**Task requirements:** From the data, return each line holding the word "files".

**Stored items from a collection:**
PR #132, opened 2025-02-12
DM-48925: Add serialization support

JeremyMcCormick:
## Checklist

- [ ] Ran Jenkins

### DIFF
--- a/python/felis/datamodel.py
+++ b/python/felis/datamodel.py
@@ -32,7 +32,15 @@ import yaml
 from astropy import units as units  # type: ignore
 from astropy.io.votable import ucd  # type: ignore
 from lsst.resources import ResourcePath, ResourcePathExpression
-from pydantic import BaseModel, ConfigDict, Field, ValidationInfo, field_validator, model_validator
+from pydantic import (
+    BaseModel,
+    ConfigDict,
+    Field,
+    ValidationInfo,
+    field_serializer,
+    field_validator,
+    model_validator,
+)
 
 from .db.dialects import get_supported_dialects
 from .db.sqltypes import get_type_func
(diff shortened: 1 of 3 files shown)


python/felis/datamodel.py
```diff
@@ -513,6 +513,11 @@ class CheckConstraint(Constraint):
     expression: str
     """Expression for the check constraint."""
 
+    @field_serializer("type")
+    def serialize_type(self, value: str) -> str:
+        """Ensure '@type' is included in serialized output."""
+        return value
```
TallJimbo, line 522: I don't understand why this method is necessary.  Wouldn't pydantic save it even if it's not present?

tests/test_datamodel.py
```diff
@@ -880,5 +883,43 @@ def test_precision(self) -> None:
...
+        with open(TEST_SERIALIZATION) as file:
+            original_yaml_content = file.read()
+
+        # Load the schema from the original YAML content
+        schema_out = Schema.from_uri(TEST_SERIALIZATION)
+        serialized_data = schema_out.model_dump(by_alias=True, exclude_none=True, exclude_defaults=True)
+
+        # Write the serialized data to a temporary YAML file
+        with tempfile.NamedTemporaryFile(delete=False, suffix=".yaml", mode="w+") as temp_file:
+            print(f"Dumping schema to {temp_file.name}")
```
TallJimbo, line 901: Did you intend to leave the debugging prints in this test?  I don't usually find them that useful, since pytest gathers up the stdout and shows it out of order from other test output.

TallJimbo (approved):

python/felis/datamodel.py
JeremyMcCormick: I don't fully understand it either, but Pydantic was ignoring the `type` field without this.

tests/test_datamodel.py
JeremyMcCormick: I want to print the differences between the original and reread files if there are any, but this particular print out isn't useful and can be removed.

python/felis/datamodel.py
JeremyMcCormick: (As discussed, this is because I'm excluding default values when serializing.)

**Exercise output:**
(diff shortened: 1 of 3 files shown)
JeremyMcCormick: I want to print the differences between the original and reread files if there are any, but this particular print out isn't useful and can be removed.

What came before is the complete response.